Pyknodysostosis is a rare autosomal recessive skeletal dysplasia characterized by short stature, deformity of the skull, osteosclerosis, hypoplasia of the clavicle, and bone fragility. Radiographs show increased bone density, osteosclerosis, and acroosteolysis of the terminal phalanges. The pycnodysostosis gene is located on chromosome 1q21 and encodes an enzyme called Cathepsin K. Cathepsin K is a cysteine protease lysosomal protein associated with the degradation of bone and cartilage. In the current study, the authors described the clinical, radiological and molecular features of a group of six Mexican patients, including two familial and two sporadic cases, with Pyknodysostosis. One of the patients presented hypoacusia, an unusual finding in this disease.

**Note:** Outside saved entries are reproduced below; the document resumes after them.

PR #1767, opened 2025-09-26
Update Slatedb 0.8.2, eliminate writer latency for query history items 

### LINKED ISSUE #1752: Draft: Decrease query latency caused by puts into query history
### Issue
With adding of asynchronous query execution it was added one more put to query history. 
Before we were just saving QueryRecord containing result, but now we also save intermediate `QueryStatus::Runing`.
Saving intermediate query status enables our WebUI to see information about running queries, in a natural way just fetching a history.
But this approach impacts significantly on a query execution latency. 

### Proposal
Add caching layer in SlateDBHistoryStore, so:
* When put `QueryRecord` it added to the cache, then spawned async task and result returned without waiting completion of the put;
* So no wait when saving items to the history; 
* Cache  should work transparently, so `HistoryStore` interface behave like it access items as usually. Cached data mixed with the real data loaded from slatedb in proper way;  
* Saver task also uses `ExecutionService::wait_historical_query_result` to be notified when to remove item from the cache.

### Thoughts
Implementing this would require some effort, maybe it's not a better timing for this to come up.

YaroslavLitvinov:
Closes #1752

### PR includes

* slatedb version update to 0.8.2
  - It brings less granularity on error, by providing ErrorKind
* Eliminate writer latency for puts coming from query history, by using less durable WriteOptions

### DIFF
--- a/Cargo.lock
+++ b/Cargo.lock
@@ -4,9 +4,9 @@ version = 4
 
 [[package]]
 name = "addr2line"
-version = "0.24.2"
+version = "0.25.1"
 source = "registry+https://github.com/rust-lang/crates.io-index"
-checksum = "dfbe277e56a376000877090da837660b4427aad530e3028d44e0bffe4f89a1c1"
+checksum = "1b5d307320b3181d6d7954e663bd7c774a838b8220fe0593c86d9fb09f498b4b"
 dependencies = [
  "gimli",
 ]
@@ -391,15 +391,6 @@ name = "array-init"
 version = "2.1.0"
 source = "registry+https://github.com/rust-lang/crates.io-index"
 checksum = "3d62b7694a562cdf5a74227903507c56ab2cc8bdd1f781ed5cb4cf9c9f810bfc"
-
-[[package]]
-name = "array-util"
-version = "1.0.2"
-source = "registry+https://github.com/rust-lang/crates.io-index"
-checksum = "7e509844de8f09b90a2c3444684a2b6695f4071360e13d2fda0af9f749cc2ed6"
-dependencies = [
- "arrayvec",
-]
 
 [[package]]
 name = "arrayref"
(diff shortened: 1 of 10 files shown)


osipovartem (approved):

YaroslavLitvinov:
Changing writer options significantly improved performance, though some query history related tests fails: 

```
failures:
    tests::worksheets::test_ui_worksheets
    tests::worksheets::test_ui_worksheets_search
    tests::worksheets::test_ui_worksheets_sort

```

JanKaul:
~~Weird, does the UI get its values from SlateDB or is it directly accessing the objectstore?~~
Stupid question, it has to go through SlateDB. Weird, because it should be in SlateDBs cache.

YaroslavLitvinov:
Actually tests with that option are flaky, as once there failing 2 of them, then 3. And in CI/CD none is failing

DanCodedThis:
> ~Weird, does the UI get its values from SlateDB or is it directly accessing the objectstore?~ Stupid question, it has to go through SlateDB. Weird, because it should be in SlateDBs cache.

What about `PutOptions` **TTL** could this affect it somehow (a shot in the dark)?

DanCodedThis:
Also `ObjectStoreCacheOptions` on SlateDb creation

DanCodedThis:
> Also `ObjectStoreCacheOptions` on SlateDb creation

It seems default cache options don't activate this

DanCodedThis:
It seems default options doesn't set up anything or at all if you check out the `DbBuilder` **build**? I think we should definitely double check all options, settings, etc for our SlateDb instance.

DanCodedThis:
By default they provide `Moka` & `Foyer` caches. Is `Foyer` worse in our case? We use `Moka`, however we can even build our own cache if necessary with their `DbCache` trait.

cc @osipovartem @rampage644 @Vedin

DanCodedThis:
There are also `DBReaderOptions` which set up their own cache (`Foyer` or `Moka` also). But I didn't see where those options are used yet.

致密性成骨不全症是一种罕见的常染色体隐性遗传性骨骼发育不良疾病,其特征为身材矮小、颅骨畸形、骨质硬化、锁骨发育不全以及骨质脆弱。X线片显示骨密度增加、骨质硬化以及末节指骨的肢端骨质溶解。致密性成骨不全症基因位于1号染色体长臂21区,编码一种名为组织蛋白酶K的酶。组织蛋白酶K是一种与骨和软骨降解相关的溶酶体半胱氨酸蛋白酶。在本研究中,作者描述了一组6例墨西哥致密性成骨不全症患者的临床、放射学和分子特征,其中包括2例家族性病例和2例散发性病例。其中1例患者出现听觉减退,这在该疾病中是一个不寻常的发现。